#### MATERIAL TO PROCESS ####

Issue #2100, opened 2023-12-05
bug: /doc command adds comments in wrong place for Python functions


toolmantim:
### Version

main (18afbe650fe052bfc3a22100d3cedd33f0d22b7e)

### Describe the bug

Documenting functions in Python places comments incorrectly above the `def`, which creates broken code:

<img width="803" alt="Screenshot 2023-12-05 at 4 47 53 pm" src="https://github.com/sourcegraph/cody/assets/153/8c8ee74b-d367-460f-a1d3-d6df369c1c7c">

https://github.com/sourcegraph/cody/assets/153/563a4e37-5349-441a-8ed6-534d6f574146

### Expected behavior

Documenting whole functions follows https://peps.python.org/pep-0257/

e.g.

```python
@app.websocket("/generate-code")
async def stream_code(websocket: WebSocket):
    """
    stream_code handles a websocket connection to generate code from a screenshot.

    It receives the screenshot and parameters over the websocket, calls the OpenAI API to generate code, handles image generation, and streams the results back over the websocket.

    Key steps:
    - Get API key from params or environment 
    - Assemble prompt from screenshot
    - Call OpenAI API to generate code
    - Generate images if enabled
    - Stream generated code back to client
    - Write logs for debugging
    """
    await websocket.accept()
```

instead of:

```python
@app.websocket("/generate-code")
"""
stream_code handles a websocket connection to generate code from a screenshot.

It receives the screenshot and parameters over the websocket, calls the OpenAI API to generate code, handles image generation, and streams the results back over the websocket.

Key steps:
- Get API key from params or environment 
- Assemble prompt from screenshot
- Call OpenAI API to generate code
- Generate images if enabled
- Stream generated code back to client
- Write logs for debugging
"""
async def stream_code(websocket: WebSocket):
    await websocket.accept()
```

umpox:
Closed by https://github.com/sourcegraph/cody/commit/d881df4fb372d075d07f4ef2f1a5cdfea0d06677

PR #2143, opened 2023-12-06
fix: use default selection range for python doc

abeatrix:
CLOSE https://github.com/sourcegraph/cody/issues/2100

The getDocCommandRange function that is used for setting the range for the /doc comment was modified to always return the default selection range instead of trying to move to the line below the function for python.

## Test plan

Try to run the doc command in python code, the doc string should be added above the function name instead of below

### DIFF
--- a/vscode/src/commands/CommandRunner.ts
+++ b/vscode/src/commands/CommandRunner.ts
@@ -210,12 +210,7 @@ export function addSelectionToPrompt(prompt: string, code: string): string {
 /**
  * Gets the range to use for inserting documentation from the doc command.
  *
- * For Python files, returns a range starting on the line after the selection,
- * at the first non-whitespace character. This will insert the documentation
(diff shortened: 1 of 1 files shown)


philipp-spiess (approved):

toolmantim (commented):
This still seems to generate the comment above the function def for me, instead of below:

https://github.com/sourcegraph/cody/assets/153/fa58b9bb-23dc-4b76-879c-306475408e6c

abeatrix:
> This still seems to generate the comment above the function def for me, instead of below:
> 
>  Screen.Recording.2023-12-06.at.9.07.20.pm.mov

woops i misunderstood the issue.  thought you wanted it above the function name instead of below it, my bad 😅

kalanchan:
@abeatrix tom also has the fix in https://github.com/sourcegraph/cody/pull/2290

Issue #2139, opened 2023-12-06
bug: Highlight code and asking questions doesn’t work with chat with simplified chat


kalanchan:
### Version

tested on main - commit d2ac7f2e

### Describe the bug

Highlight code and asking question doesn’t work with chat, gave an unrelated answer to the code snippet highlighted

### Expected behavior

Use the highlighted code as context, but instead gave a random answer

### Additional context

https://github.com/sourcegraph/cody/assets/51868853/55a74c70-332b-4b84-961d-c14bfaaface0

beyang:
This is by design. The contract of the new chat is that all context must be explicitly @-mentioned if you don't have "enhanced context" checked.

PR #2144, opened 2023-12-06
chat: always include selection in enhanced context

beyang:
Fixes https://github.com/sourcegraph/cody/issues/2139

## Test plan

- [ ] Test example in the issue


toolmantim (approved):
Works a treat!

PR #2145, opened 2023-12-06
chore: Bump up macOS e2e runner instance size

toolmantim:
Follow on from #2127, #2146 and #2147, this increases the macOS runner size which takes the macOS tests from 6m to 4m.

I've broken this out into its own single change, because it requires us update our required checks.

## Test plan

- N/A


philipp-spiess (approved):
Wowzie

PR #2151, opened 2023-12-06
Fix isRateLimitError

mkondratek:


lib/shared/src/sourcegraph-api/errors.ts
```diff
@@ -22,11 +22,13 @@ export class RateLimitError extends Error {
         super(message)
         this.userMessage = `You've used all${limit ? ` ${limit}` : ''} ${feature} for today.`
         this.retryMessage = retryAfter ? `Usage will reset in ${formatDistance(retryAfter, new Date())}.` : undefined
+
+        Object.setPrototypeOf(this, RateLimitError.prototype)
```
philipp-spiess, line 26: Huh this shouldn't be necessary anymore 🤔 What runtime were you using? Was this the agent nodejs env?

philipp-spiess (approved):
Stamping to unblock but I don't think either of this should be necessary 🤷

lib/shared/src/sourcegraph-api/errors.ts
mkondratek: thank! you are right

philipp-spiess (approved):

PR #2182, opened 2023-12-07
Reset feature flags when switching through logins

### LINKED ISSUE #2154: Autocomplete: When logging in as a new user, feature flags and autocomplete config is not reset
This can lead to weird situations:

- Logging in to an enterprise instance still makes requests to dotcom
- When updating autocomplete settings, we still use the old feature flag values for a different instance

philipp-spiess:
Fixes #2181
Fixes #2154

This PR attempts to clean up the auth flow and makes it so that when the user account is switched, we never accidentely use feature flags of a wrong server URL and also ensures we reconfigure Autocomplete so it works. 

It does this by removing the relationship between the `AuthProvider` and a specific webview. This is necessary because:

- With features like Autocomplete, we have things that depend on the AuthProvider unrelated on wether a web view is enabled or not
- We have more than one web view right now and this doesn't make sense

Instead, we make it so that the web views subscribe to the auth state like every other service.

####

## YOUR ASSIGNMENT
What must be transcribed is the run of lines from the one containing "Fixes #2181" to the last line of the data above, inclusive, and only that.

## ANSWER SECTION
Fixes #2181
Fixes #2154

This PR attempts to clean up the auth flow and makes it so that when the user account is switched, we never accidentely use feature flags of a wrong server URL and also ensures we reconfigure Autocomplete so it works. 

It does this by removing the relationship between the `AuthProvider` and a specific webview. This is necessary because:

- With features like Autocomplete, we have things that depend on the AuthProvider unrelated on wether a web view is enabled or not
- We have more than one web view right now and this doesn't make sense

Instead, we make it so that the web views subscribe to the auth state like every other service.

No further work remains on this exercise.